Source material:
PR #7225, opened 2026-05-22
Support UPSERT targets on partial indexes

### LINKED ISSUE #7083: UPSERT ON CONFLICT with WHERE fails to match partial unique index

pedrocarlo:
## Description
Before we threw an error when `UPSERT` was coupled with a Partial Index, now we just try to match it if the where columns match.

## Motivation and context
Closes https://github.com/tursodatabase/turso/issues/7083

## Description of AI Usage
Codex with my tutelage and me trying to make the minimal fix for this

### DIFF
--- a/core/translate/upsert.rs
+++ b/core/translate/upsert.rs
@@ -258,17 +258,96 @@ fn index_expression_cols(table: &Table, out: &mut ColumnMask, expr: &ast::Expr) 
     });
 }
 
+fn bind_partial_index_where_expr(expr: &mut ast::Expr, table: &Table) {
+    let table_name = normalize_ident(table.get_name());
+
+    let _ = walk_expr_mut(
+        expr,
+        &mut |e: &mut ast::Expr| -> crate::Result<WalkControl> {
+            match e {
+                ast::Expr::Id(name) => {
+                    if let Some((column, col)) =
+                        table.get_column_by_name(&normalize_ident(name.as_str()))
+                    {
+                        *e = ast::Expr::Column {
+                            database: None,
+                            table: ast::TableInternalId::SELF_TABLE,
+                            column,
+                            is_rowid_alias: col.is_rowid_alias(),
+                        };
+                    } else if ROWID_STRS
+                        .iter()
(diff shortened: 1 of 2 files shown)


core/translate/upsert.rs
```diff
@@ -258,17 +258,96 @@ fn index_expression_cols(table: &Table, out: &mut ColumnMask, expr: &ast::Expr)
...
+}
+
+fn partial_index_where_clauses_match(
+    target_where: &ast::Expr,
+    index_where: &ast::Expr,
+    table: &Table,
+) -> bool {
+    let mut target_where = target_where.clone();
+    let mut index_where = index_where.clone();
+    // TODO: ideally we would have a binding step where we wouldn't need to do these ad-hoc bindings just to compare exprs
```
jussisaurio, line 324: :')

core/translate/upsert.rs
```diff
@@ -258,17 +258,96 @@ fn index_expression_cols(table: &Table, out: &mut ColumnMask, expr: &ast::Expr)
...
+    bind_partial_index_where_expr(&mut target_where, table);
```
jussisaurio, line 325: nit: we can expect `table` to be normalized in this function and do it above the 2 calls so we don't do it twice

jussisaurio (approved):

PR #7246, opened 2026-05-26
Fix recursive FK cascades causing stack overflow

jussisaurio:
## Le broblem:

FK actions are compiled into subprograms. A self-referential cascade, or a cycle between two tables, can reach the same action again while that action is still being compiled, resulting in stack overflow.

Exercise brief: Please restate the data word for word, every record included.

Output below:
PR #7225, opened 2026-05-22
Support UPSERT targets on partial indexes

### LINKED ISSUE #7083: UPSERT ON CONFLICT with WHERE fails to match partial unique index

pedrocarlo:
## Description
Before we threw an error when `UPSERT` was coupled with a Partial Index, now we just try to match it if the where columns match.

## Motivation and context
Closes https://github.com/tursodatabase/turso/issues/7083

## Description of AI Usage
Codex with my tutelage and me trying to make the minimal fix for this

### DIFF
--- a/core/translate/upsert.rs
+++ b/core/translate/upsert.rs
@@ -258,17 +258,96 @@ fn index_expression_cols(table: &Table, out: &mut ColumnMask, expr: &ast::Expr) 
     });
 }
 
+fn bind_partial_index_where_expr(expr: &mut ast::Expr, table: &Table) {
+    let table_name = normalize_ident(table.get_name());
+
+    let _ = walk_expr_mut(
+        expr,
+        &mut |e: &mut ast::Expr| -> crate::Result<WalkControl> {
+            match e {
+                ast::Expr::Id(name) => {
+                    if let Some((column, col)) =
+                        table.get_column_by_name(&normalize_ident(name.as_str()))
+                    {
+                        *e = ast::Expr::Column {
+                            database: None,
+                            table: ast::TableInternalId::SELF_TABLE,
+                            column,
+                            is_rowid_alias: col.is_rowid_alias(),
+                        };
+                    } else if ROWID_STRS
+                        .iter()
(diff shortened: 1 of 2 files shown)


core/translate/upsert.rs
```diff
@@ -258,17 +258,96 @@ fn index_expression_cols(table: &Table, out: &mut ColumnMask, expr: &ast::Expr)
...
+}
+
+fn partial_index_where_clauses_match(
+    target_where: &ast::Expr,
+    index_where: &ast::Expr,
+    table: &Table,
+) -> bool {
+    let mut target_where = target_where.clone();
+    let mut index_where = index_where.clone();
+    // TODO: ideally we would have a binding step where we wouldn't need to do these ad-hoc bindings just to compare exprs
```
jussisaurio, line 324: :')

core/translate/upsert.rs
```diff
@@ -258,17 +258,96 @@ fn index_expression_cols(table: &Table, out: &mut ColumnMask, expr: &ast::Expr)
...
+    bind_partial_index_where_expr(&mut target_where, table);
```
jussisaurio, line 325: nit: we can expect `table` to be normalized in this function and do it above the 2 calls so we don't do it twice

jussisaurio (approved):

PR #7246, opened 2026-05-26
Fix recursive FK cascades causing stack overflow

jussisaurio:
## Le broblem:

FK actions are compiled into subprograms. A self-referential cascade, or a cycle between two tables, can reach the same action again while that action is still being compiled, resulting in stack overflow.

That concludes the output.